Work instruction:
From the line bearing "Address https://github.com/nuget/nugetgallery/issues/6794" down to the final line of the records below, give every line again exactly and add nothing.

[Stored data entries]
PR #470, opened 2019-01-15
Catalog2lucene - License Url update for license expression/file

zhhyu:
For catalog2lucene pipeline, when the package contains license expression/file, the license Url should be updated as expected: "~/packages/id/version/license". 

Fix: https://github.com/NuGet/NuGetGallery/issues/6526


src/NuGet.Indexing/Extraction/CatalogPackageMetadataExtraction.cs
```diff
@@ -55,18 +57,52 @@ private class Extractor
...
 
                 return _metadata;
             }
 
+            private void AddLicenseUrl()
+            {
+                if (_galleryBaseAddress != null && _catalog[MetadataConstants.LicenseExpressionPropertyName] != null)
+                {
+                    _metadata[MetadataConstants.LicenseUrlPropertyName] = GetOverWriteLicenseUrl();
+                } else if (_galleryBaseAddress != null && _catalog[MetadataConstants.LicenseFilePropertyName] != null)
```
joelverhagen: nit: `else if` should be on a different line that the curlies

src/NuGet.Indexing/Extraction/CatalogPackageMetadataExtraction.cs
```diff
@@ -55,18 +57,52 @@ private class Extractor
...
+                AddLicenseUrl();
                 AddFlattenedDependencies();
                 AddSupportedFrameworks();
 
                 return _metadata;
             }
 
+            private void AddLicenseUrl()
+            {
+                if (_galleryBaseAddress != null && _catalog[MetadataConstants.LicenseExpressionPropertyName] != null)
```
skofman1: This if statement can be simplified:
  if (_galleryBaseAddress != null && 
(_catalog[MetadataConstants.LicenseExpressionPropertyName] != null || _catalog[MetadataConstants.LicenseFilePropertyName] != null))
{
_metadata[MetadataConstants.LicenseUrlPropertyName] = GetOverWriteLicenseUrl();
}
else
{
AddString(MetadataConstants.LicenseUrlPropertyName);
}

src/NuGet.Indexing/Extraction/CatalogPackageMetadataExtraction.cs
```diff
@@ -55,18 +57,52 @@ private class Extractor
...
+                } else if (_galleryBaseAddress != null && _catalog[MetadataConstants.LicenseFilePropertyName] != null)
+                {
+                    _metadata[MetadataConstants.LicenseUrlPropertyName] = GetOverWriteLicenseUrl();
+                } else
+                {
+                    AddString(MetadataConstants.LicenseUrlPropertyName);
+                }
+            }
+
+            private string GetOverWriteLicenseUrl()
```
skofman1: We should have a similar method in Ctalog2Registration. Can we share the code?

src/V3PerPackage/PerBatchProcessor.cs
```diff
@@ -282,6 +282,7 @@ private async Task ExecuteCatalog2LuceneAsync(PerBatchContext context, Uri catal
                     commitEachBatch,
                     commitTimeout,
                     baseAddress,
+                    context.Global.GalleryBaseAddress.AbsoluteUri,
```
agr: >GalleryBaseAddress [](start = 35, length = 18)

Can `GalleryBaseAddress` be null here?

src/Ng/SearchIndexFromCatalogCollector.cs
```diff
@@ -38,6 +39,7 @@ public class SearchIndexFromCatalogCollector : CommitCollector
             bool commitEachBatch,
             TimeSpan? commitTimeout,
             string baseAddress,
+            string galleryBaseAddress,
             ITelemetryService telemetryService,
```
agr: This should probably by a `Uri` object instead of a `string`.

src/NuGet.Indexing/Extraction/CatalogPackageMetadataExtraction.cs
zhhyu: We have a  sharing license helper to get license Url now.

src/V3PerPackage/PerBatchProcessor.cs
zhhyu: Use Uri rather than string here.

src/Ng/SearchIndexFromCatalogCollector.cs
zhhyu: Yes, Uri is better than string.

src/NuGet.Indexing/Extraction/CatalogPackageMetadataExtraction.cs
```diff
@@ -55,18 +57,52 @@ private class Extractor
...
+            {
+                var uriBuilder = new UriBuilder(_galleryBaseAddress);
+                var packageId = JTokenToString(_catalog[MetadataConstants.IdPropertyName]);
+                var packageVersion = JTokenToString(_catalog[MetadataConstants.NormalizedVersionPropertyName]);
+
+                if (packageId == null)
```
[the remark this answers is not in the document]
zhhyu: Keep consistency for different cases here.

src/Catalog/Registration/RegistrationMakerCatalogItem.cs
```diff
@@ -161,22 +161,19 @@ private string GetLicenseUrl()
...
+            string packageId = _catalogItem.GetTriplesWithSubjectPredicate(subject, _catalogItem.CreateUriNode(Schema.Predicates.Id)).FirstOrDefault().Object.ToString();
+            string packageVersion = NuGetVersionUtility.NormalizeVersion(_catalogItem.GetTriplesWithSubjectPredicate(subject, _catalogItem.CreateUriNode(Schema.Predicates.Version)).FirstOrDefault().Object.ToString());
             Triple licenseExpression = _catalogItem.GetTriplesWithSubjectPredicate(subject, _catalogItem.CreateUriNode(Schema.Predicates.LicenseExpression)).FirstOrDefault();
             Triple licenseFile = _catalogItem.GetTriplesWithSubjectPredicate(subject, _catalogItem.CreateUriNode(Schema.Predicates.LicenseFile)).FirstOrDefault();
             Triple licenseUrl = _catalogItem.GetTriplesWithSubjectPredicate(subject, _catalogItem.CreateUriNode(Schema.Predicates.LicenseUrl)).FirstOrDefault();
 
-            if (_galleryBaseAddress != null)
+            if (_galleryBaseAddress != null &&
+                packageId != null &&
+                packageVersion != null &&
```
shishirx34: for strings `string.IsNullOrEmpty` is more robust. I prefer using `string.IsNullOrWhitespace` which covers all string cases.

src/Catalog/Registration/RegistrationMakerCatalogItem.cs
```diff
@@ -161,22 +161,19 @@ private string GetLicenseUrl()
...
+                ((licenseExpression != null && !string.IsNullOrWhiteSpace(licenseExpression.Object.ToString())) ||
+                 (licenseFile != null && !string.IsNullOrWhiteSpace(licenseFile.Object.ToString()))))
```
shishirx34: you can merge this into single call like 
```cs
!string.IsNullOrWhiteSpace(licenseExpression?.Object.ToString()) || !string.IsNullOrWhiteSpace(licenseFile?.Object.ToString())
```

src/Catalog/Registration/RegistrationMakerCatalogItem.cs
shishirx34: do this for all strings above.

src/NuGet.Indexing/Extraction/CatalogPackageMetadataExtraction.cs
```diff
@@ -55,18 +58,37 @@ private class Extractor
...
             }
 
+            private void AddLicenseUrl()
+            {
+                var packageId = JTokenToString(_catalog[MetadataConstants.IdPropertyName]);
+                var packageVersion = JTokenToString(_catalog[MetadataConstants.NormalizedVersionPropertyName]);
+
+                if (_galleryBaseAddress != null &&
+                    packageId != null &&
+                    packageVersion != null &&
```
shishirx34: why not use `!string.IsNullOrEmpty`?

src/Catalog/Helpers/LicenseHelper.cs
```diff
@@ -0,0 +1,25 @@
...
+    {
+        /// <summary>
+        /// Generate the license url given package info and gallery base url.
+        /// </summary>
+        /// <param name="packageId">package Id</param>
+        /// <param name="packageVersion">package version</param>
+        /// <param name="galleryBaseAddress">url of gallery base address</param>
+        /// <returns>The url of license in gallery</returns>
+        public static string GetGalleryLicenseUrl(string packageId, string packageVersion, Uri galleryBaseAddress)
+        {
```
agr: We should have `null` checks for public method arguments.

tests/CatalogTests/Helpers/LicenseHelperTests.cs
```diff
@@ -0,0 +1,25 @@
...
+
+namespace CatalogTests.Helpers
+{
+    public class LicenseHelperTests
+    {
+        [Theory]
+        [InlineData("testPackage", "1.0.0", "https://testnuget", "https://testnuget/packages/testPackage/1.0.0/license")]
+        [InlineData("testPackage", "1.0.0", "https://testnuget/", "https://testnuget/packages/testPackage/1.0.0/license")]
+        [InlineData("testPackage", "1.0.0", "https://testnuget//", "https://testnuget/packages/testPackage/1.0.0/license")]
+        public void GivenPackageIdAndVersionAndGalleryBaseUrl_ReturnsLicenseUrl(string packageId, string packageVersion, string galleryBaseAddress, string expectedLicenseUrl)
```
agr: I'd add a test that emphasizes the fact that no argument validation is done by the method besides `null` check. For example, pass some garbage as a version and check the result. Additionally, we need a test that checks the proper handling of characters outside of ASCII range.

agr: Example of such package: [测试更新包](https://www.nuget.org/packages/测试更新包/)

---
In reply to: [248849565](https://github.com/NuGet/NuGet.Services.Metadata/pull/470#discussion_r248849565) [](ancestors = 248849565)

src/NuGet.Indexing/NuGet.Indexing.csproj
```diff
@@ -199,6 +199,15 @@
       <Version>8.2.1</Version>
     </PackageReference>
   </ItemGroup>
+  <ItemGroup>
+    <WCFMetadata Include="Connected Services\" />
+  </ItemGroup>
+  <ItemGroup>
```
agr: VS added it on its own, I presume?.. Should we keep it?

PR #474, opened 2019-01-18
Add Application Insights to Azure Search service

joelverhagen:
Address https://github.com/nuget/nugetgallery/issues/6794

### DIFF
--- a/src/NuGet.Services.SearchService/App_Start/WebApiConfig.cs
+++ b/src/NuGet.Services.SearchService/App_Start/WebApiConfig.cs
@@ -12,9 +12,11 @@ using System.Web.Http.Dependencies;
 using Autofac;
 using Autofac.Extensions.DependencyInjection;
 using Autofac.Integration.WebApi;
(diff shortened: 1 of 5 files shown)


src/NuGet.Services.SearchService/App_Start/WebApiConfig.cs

Solution:
Address https://github.com/nuget/nugetgallery/issues/6794

### DIFF
--- a/src/NuGet.Services.SearchService/App_Start/WebApiConfig.cs
+++ b/src/NuGet.Services.SearchService/App_Start/WebApiConfig.cs
@@ -12,9 +12,11 @@ using System.Web.Http.Dependencies;
 using Autofac;
 using Autofac.Extensions.DependencyInjection;
 using Autofac.Integration.WebApi;
(diff shortened: 1 of 5 files shown)


src/NuGet.Services.SearchService/App_Start/WebApiConfig.cs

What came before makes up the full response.